Get GC content, gene Ids, gene symbols, gene biotypes, gene lengths and other metadata from Ensembl BioMart. Object returned contains gene Ids as rownames.
get_biomart(
count_df,
synid,
version,
host,
filters,
organism,
custom = FALSE,
gtfID = NULL,
gtfVersion = NULL,
fastaID = NULL,
fastaVersion = NULL,
cores = NULL,
isexon = FALSE
)
A counts data frame with sample identifiers as column names and gene Ids are rownames.
A character vector with a Synapse Id.
Optional. A numeric vector with the Synapse file version number.

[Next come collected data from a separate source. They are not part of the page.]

PR #1377, opened 2022-12-09
Added checkbox variants of dropdowns

RunDevelopment:
image


src/renderer/global.scss
```diff
@@ -148,3 +148,42 @@ body {
 .chainner-handle:has(+ .with-label) {
     margin-top: 1rem;
 }
+
+.chainner-node-checkbox > .chakra-checkbox__control {
```
joeyballentine, line 152: would this be better placed in a folder with the actual checkbox component?

src/renderer/components/inputs/DropDownInput.tsx
```diff
@@ -1,55 +1,41 @@
...
-    // reset invalid values to default
-    useEffect(() => {
-        if (value !== undefined && options.every((o) => o.value !== value)) {
-            setValue(def);
-        }
-    }, [value, setValue, options, def]);
-
-    let selection = options.findIndex((o) => o.value === value);
-    if (selection === -1) selection = 0;
+    if (options.length === 2 && options[0].option === 'Yes') {
```
joeyballentine, line 15: Could you make this an exhaustive check for both Yes and No, and also include checks for things like true/false?

Also, I'm thinking maybe it should actually be defined in the backend as a checkbox input that uses a boolean rather than a dropdown. Would make more sense IMO, and then you wouldn't need this check at all.

RunDevelopment: Yes, the current yes/no detection is only a temporary solution. Thanks for pointing that out, I almost forgot to change it.

I was thinking about something like a `preferredStyle` property for dropdowns. This would allow dropdowns to communicate how they are would like to displayed. The frontend can then choose to display them differently (e.g. in the style of a checkbox).

RunDevelopment:
Latest design (just for completeness)
image

joeyballentine (approved):

PR #1384, opened 2022-12-11
Convert values to numbers for number and slider inputs

### LINKED ISSUE #1364: Crash when opening an old chain
[This chain](https://github.com/chaiNNer-org/chaiNNer/files/10168916/big.ol.test.zip) produces this error when attempting to open it:

```
SliderInput.tsx?ce2e:102 Uncaught TypeError: val.toFixed is not a function
    at eval (SliderInput.tsx?ce2e:102:69)
    at eval (SliderInput.tsx?ce2e:182:39)
    at renderWithHooks (react-dom.development.js?61bb:16175:1)
    at updateFunctionComponent (react-dom.development.js?61bb:20387:1)
    at updateSimpleMemoComponent (react-dom.development.js?61bb:20222:1)
    at updateMemoComponent (react-dom.development.js?61bb:20081:1)
    at beginWork (react-dom.development.js?61bb:22502:1)
    at HTMLUnknownElement.callCallback (react-dom.development.js?61bb:4161:1)
    at Object.invokeGuardedCallbackDev (react-dom.development.js?61bb:4210:1)
    at invokeGuardedCallback (react-dom.development.js?61bb:4274:1)
```

RunDevelopment:
Fixes #1364 by converting the saved values of all number and slider inputs to numbers. If the saved value is not a value number, it will be removed so the frontend can reset it to its default value. However, invalid values *shouldn't* be possible.

The big chain now loads without problems.
image


joeyballentine:
Is there no way to do this with the inputs themselves rather than migrations? Like when it gets its initial value cast it to a number?

RunDevelopment:
The problem isn't that inputs are bugged, but that save files have invalid values. I don't think that inputs should have to validate their values. It's just not their responsibility. (TBH, what dropdown does is already a bit too much IMO.)

joeyballentine (approved):

PR #1856, opened 2023-06-11
Use tuples instead of semver package

joeyballentine:


backend/src/dependencies/store.py
```diff
@@ -39,6 +40,33 @@ def install_dependencies(dependency_info_array: List[DependencyInfo]):
         installed_packages[package_name] = version
 
 
+def coerce_semver(version: str) -> Tuple[int, int, int]:
+    regex = r"(\d+)\.(\d+)\.(\d+)"
```
RunDevelopment, line 44: The .minor and .patch numbers need to be optional. E.g. pywin32 has version "303".

```suggestion
    regex = r"(\d+)(?:\.(\d+)(?:\.(\d+))?)?"
```

RunDevelopment (changes requested):

RunDevelopment (approved):

PR #1858, opened 2023-06-12
New min dependencies CI test

RunDevelopment:
This PR changes the min deps test to include starting up the server to actually install dependencies. This means that it now simulates the bootstrap process of a fresh install.

All of this relies on the new `--close-after-start` flag. If set, it will cause the server to start up and immediately close after being fully started.


RunDevelopment:
Alright, we can see by 9793f30fc2ca2afd639047164784de14551ef85a, the CI will fail if we mess up the bootstrap process in any way. So we can now change it more confidently.

joeyballentine (approved):

PR #1859, opened 2023-06-12
Use util `get_h_w_c`

RunDevelopment:
This removes the indirect OpenCV import from `process.py`.


RunDevelopment:
Found 2 more.

joeyballentine (approved):

PR #1860, opened 2023-06-12
Removed old unused Category class

RunDevelopment:
Seems like we forgot to remove it at some point. 

We now have exactly 0 backend test.


RunDevelopment:
Uhhhmm, pytest doesn't like no tests.

https://docs.pytest.org/en/7.1.x/reference/exit-codes.html#:~:text=Exit%20code%205,No%20tests%20were%20collected&text=If%20you%20would%20like%20to,using%20the%20pytest%2Dcustom_exit_code%20plugin.

joeyballentine (approved):

PR #1864, opened 2023-06-12
Add weight loading for NCNN Scale op and fix InnerProduct bug

theflyingzamboni:


RunDevelopment (approved):
I'm assuming this is correct and works perfectly.

PR #1865, opened 2023-06-14
Use `chainner_ext` for Fill Alpha

RunDevelopment:
I already shared the improved performance on Discord, but I changed the settings a little since. The Rust implementation of `fill_alpha_extend_color` is around 100x faster than the Python implementation (not counting the overhead of copying a numpy image to Rust), so I increased the number of iterations to fill the whole image. The performance cost for this is relatively small even for large images. Even with the new settings, Extend Texture is around 5x faster and Extend Color is around 15x faster.

Obviously, this PR also adds [`chainner_ext`](https://pypi.org/project/chainner-ext/) as a dependency. I only published v0.0.0 (a test version) right now. Before we include `chainner_ext` in the next release, we have to make sure that it works correctly for our users. I published pre-built wheels for all major architectures and python versions (3.8-3.11), but I haven't tested anything except cp3.8 Win x64 and cp3.9 Win x64 yet.


RunDevelopment:
See #1866 regarding the failing CI.

joeyballentine (approved):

An optional character vector specifying the release version.
This specification is highly recommended for a reproducible workflow.
(see "biomaRt::listEnsemblArchives()"
)
A character vector listing biomaRt query filters.
(For a list of filters see "biomaRt::listFilters()"
)
A character vector of the organism name. This argument takes partial strings. For example,"hsa" will match "hsapiens_gene_ensembl".
Defaults to FALSE If TRUE, the GC and Gene Length, and gene name are calculated from user specified FASTA and GTF File.
Defaults to NULL. A character vector with a Synapse ID corresponding to a gtf formatted gene annotation file.
Optional. A numeric vector with the gene GTF Synapse file version number.
Defaults to NULL. A character vector with a Synapse ID corresponding to a FASTA formatted genome annotation file.
Optional. A numeric vector with the genome FASTA Synapse file version number.
An integer of cores to specify in the parallel backend (eg. 4).
Defaults to FALSE. If TRUE, the GC and Gene Length parameters will only consider exotic regions and omit intronic regions.